DATA SUPPLIED =>
PR #792, opened 2022-09-22
Add "known problems"-section to "how to contribute?"

katomm:
This PR adds hints for some common problems that people might run into when they install the developer portal locally. I used most of the error messages in titles so that I can be found via search.


docs/portal-contribute.md
```diff
@@ -179,3 +179,29 @@ developer-portal
...
+We list here problems you may run into when running the developer portal locally.
+
+### Minimum Node.js version not met 
+**Problem:** `yarn start` throws the error `[ERROR] Minimum Node.js version not met :(`.  
+**Solution:** use the node version listed below [requirements](#requirements). If you have different node versions installed for different projects, `nvm` is a neat tool to deal with it. You can switch versions with for example `nvm use 16`.
+
+### Sidebars file at "developer-portal/sidebars.js" failed to be loaded
+**Problem:** `yarn start` throws the error `[ERROR] Sidebars file at "developer-portal/sidebars.js" failed to be loaded.`. 
+
+**Solution:** you need to run at least once `yarn build` as this pulls missing files into your folder, which is then referenced by sidebars.js.
```
rphair, line 193:
```suggestion
**Solution:** you need to run at least once `yarn build` as this pulls missing files into your folder, which is then referenced by `sidebars.js`.
```

docs/portal-contribute.md
```diff
@@ -179,3 +179,29 @@ developer-portal
...
+
+### Sidebar category Token Registry has neither any subitem nor a link
+**Problem:** `yarn start` throws the errow `[ERROR] Error: Sidebar category Token Registry has neither any subitem nor a link. This makes this item not able to link to anything.`.  
+
+**Solution:** you need to run at least once `yarn build` as this pulls missing files into your folder, which is then referenced by sidebars.js.
```
rphair, line 198:
```suggestion
**Solution:** you need to run at least once `yarn build` as this pulls missing files into your folder, which is then referenced by `sidebars.js`.
```

docs/portal-contribute.md
```diff
@@ -179,3 +179,29 @@ developer-portal
...
+
+## Other questions
+Various other questions and answers.
+
+### Should I commit the yarn.lock file?
+No, please do not commit your `yarn.lock` file it is an auto-generated file that should be handled only by `yarn`. 
+
+### Shouldn't yarn.lock be in the ignore file then?
+No, as this will have side effects with dependencies used by the project itself. (Even if you prefer npm)
```
rphair:
```suggestion
No, as this will have side effects with dependencies used by the project itself. (Even if you prefer `npm`)
```

rphair (approved):
Looks great.  Only suggestions below are to keep to the computer monospace consistently (in the paragraphs, not in the titles) 😎

I've run into some additional cases where I couldn't build the portal and/or switch between branches without doing something additional with `yarn.lock`, but I think these were all from me either committing `yarn.lock` by mistake or testing PR's in which that had happened.  Resolving these cases was either a general `git` issue (fixable though `git`'s own documentation) or literally following the command line responses from `git`... so I don't think they need to be addressed here, but I'll take a closer look the next time this happens 🤓

docs/portal-contribute.md
katomm: Good point.

docs/portal-contribute.md
katomm: Agree

fill-the-fill (approved):

os11k (approved):

PR #1646, opened 2025-09-12
Update NEWM entry in Showcase

cristhianescobar:
👋 Hello there!
--
 Updating NEWM entry information 
 
Screenshot 2025-09-12 at 1 45 42 PM

- [x] I have read the [Contributing Guidelines](https://github.com/cardano-foundation/developer-portal/blob/staging/CON…
- [x] I have read the [Showcase Requirements](https://github.com/cardano-foundation/developer-portal/edit/staging/src/d…


rphair (commented):
@cristhianescobar thanks for stepping in to refurbish this old entry.

First, I believe — to properly review this — the array item for NEWM needs to be put back into its original position.  If you think your sequence in the array gives you some disadvantage — which would surprise me, since I thought the ordering on the site was established by other means — then please post here (@0xBora might also have some ideas about whether ordinality could be a problem for anyone).

After that's done (or not done, if there are confirmed grounds for moving the listing) I have a couple more editorial suggestions, but would prefer to wait until the issue above is addressed before posting these (to avoid having to split or duplicate the review comments).

cristhianescobar:
> @cristhianescobar thanks for stepping in to refurbish this old entry.
> 
> First, I believe — to properly review this — the array item for NEWM needs to be put back into its original position. If you think your sequence in the array gives you some disadvantage — which would surprise me, since I thought the ordering on the site was established by other means — then please post here (@0xBora might also have some ideas about whether ordinality could be a problem for anyone).
> 
> After that's done (or not done, if there are confirmed grounds for moving the listing) I have a couple more editorial suggestions, but would prefer to wait until the issue above is addressed before posting these (to avoid having to split or duplicate the review comments).

@rphair You're absolutely right! I got a bit too enthusiastic about NEWM and forgot about the established order 😅 

Moving it back to its proper place now. Bring on those editorial suggestions!

src/data/showcases.js
```diff
@@ -1106,11 +1106,11 @@ export const Showcases = [
   {
     title: "NEWM",
     description:
-      "Decentralized music streaming replaces middlemen with code that's not incentivized to act in favor of third parties that take a huge cut of streaming revenue.",
+      "At NEWM, we're on a mission to reshape the music industry by fostering direct, seamless connections between artists and fans.",
```
rphair, line 1109: I think the new `description:` is a bit better: although the initial `Decentralized music streaming` was a vital part of describing the service and should definitely remain there.  For the rest of the text, how about enumerating the features that are part of the decentralised offering, instead of (or perhaps in addition to) the marketing language; like:
* list the specific social features that "connect artists & fans"
* list the unique service features that "reshape the music industry"

Ideally, newcomers to the Cardano community should see a listing that makes sense here without knowing anything about Cardano, NEWM, or NEWM's history in the community.

rphair (commented):
that's all right @cristhianescobar, NEWM _is_ part of the "established order" 😅 i.e. I don't think anyone would dispute your application of the `favorite` tag... although FYI this tag is generally applied only by editors (I would myself be in favour of applying it, due to its longevity and influence).

src/data/showcases.js
cristhianescobar: Thanks for the feedback, let me get back with the team and we can finalize the description that makes the most sense.

rphair (approved):
thanks for https://github.com/cardano-foundation/developer-portal/pull/1646/commits/5361959f04419cfa2a0f39309c7176d6050f3e4f - looks great now.

src/data/showcases.js
rphair: Resolved with https://github.com/cardano-foundation/developer-portal/pull/1646/commits/5361959f04419cfa2a0f39309c7176d6050f3e4f.

rdlrt (approved):

PR #1789, opened 2026-05-12
Add matotam builder tool

MatoB13:
Adds matotam to the Cardano builder tools list.

Matotam is a Cardano wallet-to-wallet messaging tool where messages are minted and delivered as NFTs directly on-chain.

Features:
- wallet-to-wallet messaging
- no backend
- ADA Handle support
- optional encryption
- NFT-based delivery
- AI/agent compatible metadata


0xBora:
I think this proposed tool is quite early in its development cycle with a v0.1 beta tag attached to it. I dont think its a good candidate at the time to be included. Reason is fit with what Builder Tools is for rather than the project itself.

Builder Tools is a curated list of developer infrastructure: the SDKs, providers, indexers, and libraries that other developers build with and compose into their own apps and services. This seems to be an end-user application built on Cardano. It's closed source, and at its current stage it doesn't expose an SDK or API that other developers could integrate to add on-chain messaging to their own apps, so there isn't enough signal yet for it to sit in this list as developer infrastructure.

Glad to revisit in future. In the meantime an ecosystem apps showcase, like the apps directory on cardano.org, can be the better home for featuring it. Closing for now.

PR #1810, opened 2026-06-15
Portal 2026: Disrupt all and introduce the curriculum 

0xBora:
This branch reshapes the developer documentation from a categorized index into a learning path. The developer docs now read as a numbered curriculum, each concept has one authoritative page with the SDKs side by side as tabs, and the file tree finally has a single rule for where things live.

It is a large branch because most of the work is consolidation. The same material existed three and four times over, once per tool, and this collapses it.

## The problem

Portal 2026 (#1758) names the symptom: the 2025 cleanup bundled things together, but the portal kept growing into a categorized index rather than a cohesive learning experience. The same concept was explained once in each tool's flavor. Governance spanned three directories. Some content was organized by tool, some by task, some by language, so a contributor with a new page had no obvious home for it. And "Get Started" had become the place everything went, so the actual starting path was gone, which is exactly the point @CarlosLopezDeLara raised in #1639.

## What changed

**A seven-module curriculum (#1773).** Start Here, then Fundamentals through Production, then Integrations, Community, and Contributing. An ordered path from "what is Cardano" to "I shipped a dApp", which is the zero-to-MVP-on-testnet bar Portal 2026 anchors to. Start Here is a front door now, not a dumping ground.

**One page per concept, tools as tabs (#1772).** Staking, governance, wallet authentication, transaction building and the rest are single concept pages with Evolution, Mesh, and cardano-cli side by side, instead of a page per tool. This is the tool-agnostic structure @rober-m argues for in #1738: the concept is explained once, and removing or adding a library does not change the explanation.

**A legible file structure (#1809).** The tree is audience-first: developers, operators, community, contribute. The cardano-cli silo, the per-language pages, and the standalone governance section dissolve into the concept pages or link out. One rule holds: content lives in the module or audience where it is used. That split is also the groundwork for the wider taxonomy question @katomm raises in #1292, without taking a position on the rebrand itself.

**LLM-native groundwork (#1830).** An AI-assisted development page points developers at current, authoritative context for their coding agents, and the overview separates AI as a build aid from autonomous on-chain agents.

## One honest divergence

@CarlosLopezDeLara, this branch is SDK-first, so cardano-node and cardano-cli live in Production rather than at the front. The reasoning is the zero-to-dApp onboarding bar, but your point about the node being the most direct route to the fundamentals is fair, and I would like your read on whether a node-first entry belongs earlier.

[...]

Issue #1758, opened 2026-04-13
Portal 2026


0xBora:
Last year, with [Portal 2025](https://github.com/cardano-foundation/developer-portal/issues/1484), we ran the first structured pass over a plan: the project showcase got moved, builder tools got a slight refresh, and the fundamentals were rearchitected reasonably to get started faster. That effort wrapped up earlier this year.

## What comes next?

Portal 2026 pulls together a scope of portal-relevant work drawn from several sources: feedback from community developers, the feedback loops of existing developer onboarding efforts, discussions Intersect Developer Experience working group, and opinions surfaced across broader ecosystem conversations. It's not a top-down mandate and aims to clearly strategize a coalescence of all ideas to improve the portal.

The cleanup worked, but the portal still has the symptoms of organic growth beyond what the first pass could address. The same concept gets explained three times in tool-flavored places. Governance content spans three directories with overlapping titles. 

So Portal 2026 is less about removing debt and more about building on top of the cleaner base. The Developer Portal should be the canonical learning platform for Cardano developers: up-to-date, highly curated, and designed to lower the cost of acquiring new developers for the ecosystem. The work that gets us there is creating standards and canonical patterns for how Cardano development is explained, building a baseline understanding of developer onboarding through curated content, and continuously exploring what the portal can become so it best serves the ecosystem over time. more developers feed into hackathons, build teams, and ship things onchain. More developers building means more innovation and more transactions moving through Cardano. That's the bigger reason any of this matters.

The concrete bar/KPI we can anchor to is to ensure we can equip developers being onboarded to get them from **zero to MVP on testnet in the shortert possible time, using the portal alone**. Everything in the pillars below is there to move new developers closer to that, and to evaluate the existing information on the portal to be shaped building upon this idea.

Portal 2026 is written as an open-ended strategy rather than a finalized checklist. The pillars below define directions the portal should move in, and the sub-issues under each are where contributors can propose and track specific work as it materializes.

I've structured the scope into six pillars. Unlike last year's sequential steps, these run in parallel. Two of them (cleanup and the portal structure work) act as prerequisites that benefit the others, so they can get priority when possible.

### Pillar 1: One story with many differnt tools
> **Sub-issues:** [Pillar 1](https://github.com/cardano-foundation/developer-portal/issues/1772)

[...]

PR #1820, opened 2026-06-24
Reorganize the contract library by use case

0xBora:
The contract library page is a MeshJS-only table that never surfaced the CF cardano-template-and-ecosystem-monitoring use-cases. This reorganizes it into a use-case index: each pattern (escrow, vesting, swap, payment splitter...) lists the best sources, including the ecosystem-monitoring multi-language reference (Aiken on-chain + MeshJS / Evolution / PyCardano / CCL off-chain), plus use cases that were missing (auction, crowdfund, HTLC, vault, lottery).

It stays a curated index, not another browser; the portal points at the sources rather than hosting contracts, and cross-links the templates gallery (#1816), the "start an app" sibling to this "find a contract" page.

Stacked on #1810. Part of Portal 2026 (#1758).

### DIFF
--- a/docs/developers/curriculum/05-smart-contracts/contracts-library.md
+++ b/docs/developers/curriculum/05-smart-contracts/contracts-library.md
@@ -2,21 +2,35 @@
 id: contracts-library
 title: Contract Library
 sidebar_label: Contract library
-description: A catalog of open-source Cardano smart contracts with live demos and end-to-end source, from Hello World to escrow and marketplaces.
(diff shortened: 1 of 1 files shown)


0xBora:
Superseded by the Contracts tab in #1816, which surfaces the full use-case index (all 21 ecosystem-monitoring use cases, each with its on-chain/off-chain implementations, plus the MeshJS and Anastasia ones) at /templates/contracts. The contract-library page now points to that browser. Closing.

TO DO =>
Reproduce each line of the records in which the word "throws" appears.

SOLUTION BELOW =>
+**Problem:** `yarn start` throws the error `[ERROR] Minimum Node.js version not met :(`.  
+**Problem:** `yarn start` throws the error `[ERROR] Sidebars file at "developer-portal/sidebars.js" failed to be loaded.`. 
+**Problem:** `yarn start` throws the errow `[ERROR] Error: Sidebar category Token Registry has neither any subitem nor a link. This makes this item not able to link to anything.`.  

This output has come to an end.